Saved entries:
::::
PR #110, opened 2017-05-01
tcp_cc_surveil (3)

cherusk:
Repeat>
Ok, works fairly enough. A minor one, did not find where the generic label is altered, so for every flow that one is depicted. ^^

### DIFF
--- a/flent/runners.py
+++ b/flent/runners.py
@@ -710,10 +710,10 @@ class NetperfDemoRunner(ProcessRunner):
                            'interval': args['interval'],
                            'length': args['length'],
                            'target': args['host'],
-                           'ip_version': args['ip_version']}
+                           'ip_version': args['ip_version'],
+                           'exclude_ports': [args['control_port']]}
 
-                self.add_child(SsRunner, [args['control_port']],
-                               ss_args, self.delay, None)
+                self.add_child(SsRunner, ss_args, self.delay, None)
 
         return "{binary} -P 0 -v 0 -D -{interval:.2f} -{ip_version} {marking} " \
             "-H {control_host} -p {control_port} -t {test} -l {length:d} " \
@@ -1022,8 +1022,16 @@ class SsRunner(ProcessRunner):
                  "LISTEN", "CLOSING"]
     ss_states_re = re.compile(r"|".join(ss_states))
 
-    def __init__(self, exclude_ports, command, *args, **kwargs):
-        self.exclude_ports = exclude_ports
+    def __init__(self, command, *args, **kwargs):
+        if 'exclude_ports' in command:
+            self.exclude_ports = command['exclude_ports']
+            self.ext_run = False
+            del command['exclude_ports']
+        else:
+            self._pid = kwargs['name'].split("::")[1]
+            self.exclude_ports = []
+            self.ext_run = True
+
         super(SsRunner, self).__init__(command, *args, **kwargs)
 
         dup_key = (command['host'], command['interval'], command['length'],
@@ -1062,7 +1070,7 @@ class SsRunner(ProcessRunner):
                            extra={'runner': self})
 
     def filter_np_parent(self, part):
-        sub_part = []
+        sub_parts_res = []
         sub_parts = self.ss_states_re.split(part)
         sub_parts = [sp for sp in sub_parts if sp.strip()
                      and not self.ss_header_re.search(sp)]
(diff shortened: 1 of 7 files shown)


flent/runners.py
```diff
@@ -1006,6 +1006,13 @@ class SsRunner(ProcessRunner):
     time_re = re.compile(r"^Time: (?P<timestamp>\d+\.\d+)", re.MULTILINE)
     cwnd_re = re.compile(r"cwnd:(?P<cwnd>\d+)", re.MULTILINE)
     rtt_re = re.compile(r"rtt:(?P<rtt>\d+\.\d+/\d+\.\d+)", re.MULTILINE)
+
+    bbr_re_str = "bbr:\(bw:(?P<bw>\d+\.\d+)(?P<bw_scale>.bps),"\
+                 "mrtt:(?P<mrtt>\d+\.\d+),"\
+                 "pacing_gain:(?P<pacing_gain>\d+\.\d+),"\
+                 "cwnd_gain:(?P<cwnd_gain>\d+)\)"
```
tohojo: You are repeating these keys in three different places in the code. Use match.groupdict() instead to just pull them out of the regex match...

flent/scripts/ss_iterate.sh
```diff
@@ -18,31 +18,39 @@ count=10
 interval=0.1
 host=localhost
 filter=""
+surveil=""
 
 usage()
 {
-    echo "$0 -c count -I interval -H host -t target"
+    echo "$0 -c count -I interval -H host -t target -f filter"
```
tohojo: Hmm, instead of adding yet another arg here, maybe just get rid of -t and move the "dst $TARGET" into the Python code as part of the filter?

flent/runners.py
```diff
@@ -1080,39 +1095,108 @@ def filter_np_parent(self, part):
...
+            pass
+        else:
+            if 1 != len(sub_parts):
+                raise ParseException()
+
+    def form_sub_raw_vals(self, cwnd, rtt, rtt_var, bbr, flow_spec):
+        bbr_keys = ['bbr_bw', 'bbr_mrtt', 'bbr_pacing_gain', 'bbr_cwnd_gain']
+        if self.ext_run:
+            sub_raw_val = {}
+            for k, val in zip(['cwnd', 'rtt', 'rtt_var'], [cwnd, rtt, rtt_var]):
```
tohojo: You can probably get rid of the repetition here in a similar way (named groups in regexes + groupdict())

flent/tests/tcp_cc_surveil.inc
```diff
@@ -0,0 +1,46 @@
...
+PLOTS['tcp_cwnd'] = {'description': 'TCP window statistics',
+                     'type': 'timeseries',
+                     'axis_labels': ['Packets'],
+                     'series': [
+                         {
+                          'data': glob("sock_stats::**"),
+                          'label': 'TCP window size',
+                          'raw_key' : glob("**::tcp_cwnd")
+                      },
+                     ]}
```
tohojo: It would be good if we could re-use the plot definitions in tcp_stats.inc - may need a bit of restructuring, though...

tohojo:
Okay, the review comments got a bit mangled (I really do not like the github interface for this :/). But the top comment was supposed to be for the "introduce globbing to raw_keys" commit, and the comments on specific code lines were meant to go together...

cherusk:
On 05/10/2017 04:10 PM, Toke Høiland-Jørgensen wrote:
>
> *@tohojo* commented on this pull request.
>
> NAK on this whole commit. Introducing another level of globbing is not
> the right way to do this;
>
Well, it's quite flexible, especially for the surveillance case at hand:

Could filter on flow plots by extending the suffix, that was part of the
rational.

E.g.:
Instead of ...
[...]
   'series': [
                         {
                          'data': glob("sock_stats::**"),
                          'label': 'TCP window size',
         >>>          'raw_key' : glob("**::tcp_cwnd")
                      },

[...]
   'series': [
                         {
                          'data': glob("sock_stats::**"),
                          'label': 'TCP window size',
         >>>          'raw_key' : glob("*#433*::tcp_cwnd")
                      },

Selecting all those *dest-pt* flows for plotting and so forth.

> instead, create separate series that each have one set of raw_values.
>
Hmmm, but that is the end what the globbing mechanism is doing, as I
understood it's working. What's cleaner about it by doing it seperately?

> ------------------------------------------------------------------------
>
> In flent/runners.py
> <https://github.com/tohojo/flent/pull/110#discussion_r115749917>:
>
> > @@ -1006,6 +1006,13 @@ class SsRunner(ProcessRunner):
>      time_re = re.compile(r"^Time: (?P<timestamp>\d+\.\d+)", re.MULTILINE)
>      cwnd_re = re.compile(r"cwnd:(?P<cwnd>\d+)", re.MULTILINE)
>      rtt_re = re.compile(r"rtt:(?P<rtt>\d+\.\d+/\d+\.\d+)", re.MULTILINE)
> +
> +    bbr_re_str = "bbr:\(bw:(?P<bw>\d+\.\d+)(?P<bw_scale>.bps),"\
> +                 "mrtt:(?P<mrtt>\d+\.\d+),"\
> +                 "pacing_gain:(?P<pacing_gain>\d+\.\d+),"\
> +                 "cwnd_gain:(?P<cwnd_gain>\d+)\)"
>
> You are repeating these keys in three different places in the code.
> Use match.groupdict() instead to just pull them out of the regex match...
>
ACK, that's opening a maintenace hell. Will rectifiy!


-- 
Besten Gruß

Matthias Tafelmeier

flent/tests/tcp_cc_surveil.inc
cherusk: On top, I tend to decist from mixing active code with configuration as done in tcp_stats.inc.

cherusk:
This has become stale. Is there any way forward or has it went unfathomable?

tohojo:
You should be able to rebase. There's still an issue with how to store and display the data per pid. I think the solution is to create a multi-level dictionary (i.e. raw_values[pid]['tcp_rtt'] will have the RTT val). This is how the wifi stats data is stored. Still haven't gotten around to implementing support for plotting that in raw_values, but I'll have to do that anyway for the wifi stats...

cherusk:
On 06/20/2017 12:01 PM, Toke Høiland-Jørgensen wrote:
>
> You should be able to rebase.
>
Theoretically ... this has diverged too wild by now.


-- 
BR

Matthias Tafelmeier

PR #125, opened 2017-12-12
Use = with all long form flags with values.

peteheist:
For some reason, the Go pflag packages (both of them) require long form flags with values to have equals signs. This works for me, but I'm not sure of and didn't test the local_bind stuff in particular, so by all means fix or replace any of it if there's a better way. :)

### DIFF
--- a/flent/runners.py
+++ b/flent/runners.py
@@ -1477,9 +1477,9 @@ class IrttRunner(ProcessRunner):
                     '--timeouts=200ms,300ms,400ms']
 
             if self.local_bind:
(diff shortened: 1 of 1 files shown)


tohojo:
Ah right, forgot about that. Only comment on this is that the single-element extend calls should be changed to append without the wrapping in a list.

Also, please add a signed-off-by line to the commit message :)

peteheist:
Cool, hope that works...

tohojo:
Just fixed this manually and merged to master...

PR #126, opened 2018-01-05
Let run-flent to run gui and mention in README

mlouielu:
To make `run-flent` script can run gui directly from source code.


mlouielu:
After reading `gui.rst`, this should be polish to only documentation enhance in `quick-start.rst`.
::::
EXERCISE OBJECTIVE: Look through the records above for the word "files" and state how many lines contain it, giving the number alone.

ANSWER TO THIS TASK: 2